Ballard and Walker: PCT Thru-Hikers

Bob Riess, Trail Angel
Gorp.com

In 1999 Bob hosted 15 hikers. This year, he was already up to 30 by the time we arrived and more were on the way. We had stayed up too late that last Saturday night in the City of Brotherly Love, and the sunrise found me frantically fighting nerves, nausea, and packing panic. On the plane, I realized I'd left laundry in both the washing machine and dryer, forgotten my two books of postcard stamps in my wallet, and misplaced the first chapter of my one luxury item—a sliced and diced copy of Irving Stone's "The Agony and the Ecstasy," which my mother gave me years ago and I just hadn't found time to read. (Mom, you'll have to tell me what happens in the first 62 pages.) I also realized that before I could lace up my Merrells I needed to catch up on H2O, unpack and repack the my Shasta at least twice, and maybe just maybe take a moment to reflect on what this thruhike is really all about.

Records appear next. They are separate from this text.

Issue #680, opened 2022-10-18
Built-in Config Validation 


uchennakevinm1:
issues needed to implement builtin config validations:

- [x] #720  
- [x] #694 
- [x] #695 
- [x] #746
- [x] #696

lovromazgon:
Related to parsing and validating configs I see these points:
* Validate constraints before the config reaches the connector or supply utilities to validate them in the connector.
  * This is what the issue mentions - validating and parsing.
  * Figure out if we should do this in Conduit or in the connector SDK. Doing it in Conduit means we could add or fix validations without changing the connector. On the other hand, the connector developer can't do anything if a validation is not doing what they want except removing the validation from the specs. Providing a utility function for validating the config in the SDK would give the developer more flexibility (maybe the only want to automatically validate a part of the config and do the other part manually), also the utility could aid the developer in parsing the config into a struct (we can take ideas from [this](https://pkg.go.dev/encore.dev/config#Load)). Having this in the SDK could potentially make it possible for a developer to specify a custom validation.
* Allow connector developers to specify validations/constraints on parameters (Conduit already kinda supports this but it's not exposed in the SDK).
* Supply a utility function that can be used in `Parameters` to build the parameters map out of a config struct (if it can't be done in runtime we might want to supply a generator).

hariso:
Closing this as all tasks are done.

PR #698, opened 2022-10-28
design doc for builtin config validation

maha-hajja:
Related to #680 

### Quick checks:


docs/design-documents/20221027-builtin-config-validation.md
```diff
@@ -0,0 +1,144 @@
...
+          Type: sdk.ValidationGreaterThan,
+          Value: 0,
+        },
+      }
+    }
+  }
+```
+
+2. Provide a function that takes the parameters' validations and validates them in the config function.
+3. Generate connector configurations from a Go struct, which will give the ability to generate the connector's
```
hariso, line 134: Do we plan to work on parsing? The original issue mentions validation only, but I see some comments mentioning parsing too. I think it would be good to have an SDK utility which would take a map, validate it (using the specs above or the tags here), and then validate, and if valid, parse it.

docs/design-documents/20221027-builtin-config-validation.md
```diff
@@ -0,0 +1,144 @@
...
+the SDK wouldn't cover. So we decided on implementing validating from the SDK side.
+
+**Q**: Should generating the Configurations from a Go struct be in the scope of this feature?
+
+**A**: We decided to add the generation as a subtask for now, and see how much time left we have for it. We agreed that this
+would be super helpful for developers and easier to use, and will continue adding to the feature in the future.
+
+## Implementation
+
+Implementing this feature consists of three main steps:
```
lovromazgon, line 110: I think there's another step (well at least I'd mark it as a separate step) - we need to make sure the connector protocol is adjusted and that the validations for parameters are added there. I'd also explicitly state that the change needs to be done in a backwards compatible way.

docs/design-documents/20221027-builtin-config-validation.md
lovromazgon: Currently step 2 provides a function for validation, we might want to have another step that provides a function for parsing into a struct. Arguably we could also provide a utility method that does both at the same time.

One could also argue that providing the validation utility is enough because the user can already use something like [`mitchellh/mapstructure`](https://github.com/mitchellh/mapstructure) for parsing the config into a struct.

docs/design-documents/20221027-builtin-config-validation.md
```diff
@@ -0,0 +1,144 @@
...
+      Type: sdk.ParameterTypeNumber,
+      Validations: []sdk.Validation{
+        sdk.Validation{
+          Type: sdk.ValidationRequired,
+        },
+        sdk.Validation{
+          Type: sdk.ValidationGreaterThan,
+          Value: 0,
+        },
+      }
```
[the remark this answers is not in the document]
maha-hajja: Yes this looks much neater! we're still going to have to convert this to the first format, because that's the one needed to match the proto message design, which will happen on the SDK and the developer won't have to worry about it.

docs/design-documents/20221027-builtin-config-validation.md
maha-hajja: I didn't go into much details to explicitly mention the connector protocol, the only change I see would be adding the `Validation` as a struct, and then adding `validations` slice into the parameter. did I miss something?
and agreed, will add this as a separate step!

docs/design-documents/20221027-builtin-config-validation.md
hariso: Well, that's a nice little lib, I've starred it.:) I'd usually say it would be nice to have it in the SDK too, but since it's that simple with the lib, we're not making it much simpler for the developers.

docs/design-documents/20221027-builtin-config-validation.md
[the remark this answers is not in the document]
hariso: I think I'm missing something... I read in this doc that the validations will be done in the SDK. And the proto files mean we're going to send them to Conduit. Why though?

docs/design-documents/20221027-builtin-config-validation.md
lovromazgon: Well, it will affect the connector protocol, the SDK as well as Conduit. It's a decent amount of work, worth to make it a separate step IMO 🙂 Also the backwards compatibility part will mean we need to parse the old `required` field and convert it into a validation, that can be part of this. It's probably the first thing that will need to happen so we have the validation structs we need in the SDK to populate the parameter specs.

docs/design-documents/20221027-builtin-config-validation.md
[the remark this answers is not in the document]
lovromazgon: We're sending them over so the UI can do the validations and provide a better UX.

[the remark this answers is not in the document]
hariso: So if a configuration has a combination of built-in and custom validations, the UI would be doing the built-in validations, and then the custom validations will be done in the connector itself?

docs/design-documents/20221027-builtin-config-validation.md
```diff
@@ -0,0 +1,144 @@
...
+        // Parameter must be greater than {value}.
+        TYPE_GREATER_THAN = 2;
+        // Parameter must be less than {value}.
+        TYPE_LESS_THAN = 3;
+        // Parameter must be included in the comma separated list {value}.
+        TYPE_INCLUSION = 4;
+        // Parameter must not be included in the comma separated list {value}.
+        TYPE_EXCLUSION = 5;
+        // Parameter must match the regex {value}.
+        TYPE_REGEX = 6;
```
hariso, line 41: Is this the list of validations we plan to support in the first step?

maha-hajja: yes, first step will allow the developer to add these validations to the params, second step will be the one validating

docs/design-documents/20221027-builtin-config-validation.md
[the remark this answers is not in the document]
maha-hajja: yes! If we see that this shouldn't be the case, then I'm thinking of one simple solution for it, the UI could also use the `validate` endpoint for Conduit, since it calls the `Configure` method from the connector.
But in general, I'm on the fence about whether we should validate both the builtin and the custom validations or not. WDYT?

docs/design-documents/20221027-builtin-config-validation.md
hariso: I didn't use the above lib myself, but it looks like parsing is as simple as writing `mapstructure.Decode()`. With that, I don't think we can make it easier for the developers.

docs/design-documents/20221027-builtin-config-validation.md
maha-hajja: @lovromazgon updated

docs/design-documents/20221027-builtin-config-validation.md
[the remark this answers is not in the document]
lovromazgon: Some thoughts on hitting `validate` after each config value is entered:
- In case of a standalone plugin, the `validate` endpoint will start and stop plugin each time, it's probably not the fastest endpoint (might not be an issue, but we should check how long it takes on average, just to be sure).
- The returned errors need to allow the UI to figure out which field is still wrong (we don't want to create generic pop-ups for these validations, right?).
  - We would also need to be smart about which errors to ignore, otherwise all fields would turn red once the user switches away from the first field.
- The `validate` endpoint will execute the standard validations as well. Do we even need to tell the UI about the standard validations at that point?

docs/design-documents/20221027-builtin-config-validation.md
lovromazgon: After thinking about this, it would be a nice UX if I could do something like this:
```
type Config struct {
    GreaterThan2 int `validate:"required,gt=2"`
}

func (s *Source) Configure(ctx context.Context, raw map[string]string) error {
    var cfg Config
    err := sdk.ParseConfig(raw, &cfg)
    if err != nil {
        return err
    }
    // I have a validated and parsed cfg at this point
    // Do custom validations here if needed
    // ...
}
```

Having a function that parses and validates could make it simpler for our developers (_in addition to `sdk.ValidateConfig`_, which only does the validation part, in case people want to manually parse it).

hariso: @lovromazgon agreed that it would be nice to have a function that would validate+parse.

docs/design-documents/20221027-builtin-config-validation.md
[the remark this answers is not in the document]
maha-hajja: discussed during conduit sync 22/11/2022, the UI will validate the builtlin validations for each configuration while the user is typing (validations are found in the same struct that has the list of the fields). When the user submits the form, the UI will try and create the connector (which will validate both the builtin and the custom validation), and will show an error for the user if it occurs. @jmar910

docs/design-documents/20221027-builtin-config-validation.md
```diff
@@ -0,0 +1,152 @@
...
+ 
+2. Adjust the connector SDK to give developers the ability to specify validations needed for each parameter. (manually)
+   
+Params should look something like:
+
+```go
+SourceParams: []sdk.Parameter{
+    {
+      Name: "param",
+      Type: sdk.ParameterTypeNumber,
```
hariso, line 132: This is going to change (because we have separate types for ints and floats)?

docs/design-documents/20221027-builtin-config-validation.md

Spending the day with Bob, talkin' trail, finally gave me a chance to focus and begin thinking like a thruhiker. Over dinner at Jack in the Box and a soak in the hot tub, Bob regaled us with stories about the many trekkers he's met and heard about.

There was Doug with the 60-pound pack including a cell phone, GPS, and 6lb bullet-proof rubberized laptop that can supposedly survive a 6-foot drop onto concrete—let alone crossfire. We met Doug at Lake Morena our first night out. He was resting a bum knee and sending home the super computer.

Peter's story was more inspiring. Sixtysomething, Peter has had Parkinson's disease for at least 15 years. Over time, the efficacy of his medicine has diminished and will continue to do so. To give the drug more longevity, he's only taking it twice a day. This allows him an hour and a half in the morning to break camp, put on his pack, and get going before the tremors start, and later an hour and a half to set up camp, cook, and get to bed. Recently we heard from Meadow Ed (another trail angel who fed us pizza and hot chocolate at Kamp Anza, a three-day hike from Julian) that Peter has completed 212 miles of the PCT, reaching Cabazon, California.

After the pizza was eaten and the stories were swapped, scratching his beard and peering over his spectacles, Meadow Ed got serious. "You'll cry," he said. He motioned to Duffy pitching our tent in the yard of Pat and Paul's Hikers' Oasis at Kamp Anza. "He'll cry too." Now with 144 miles under my heels, I believe him, and I'm frightened and anxious to move on at the same time.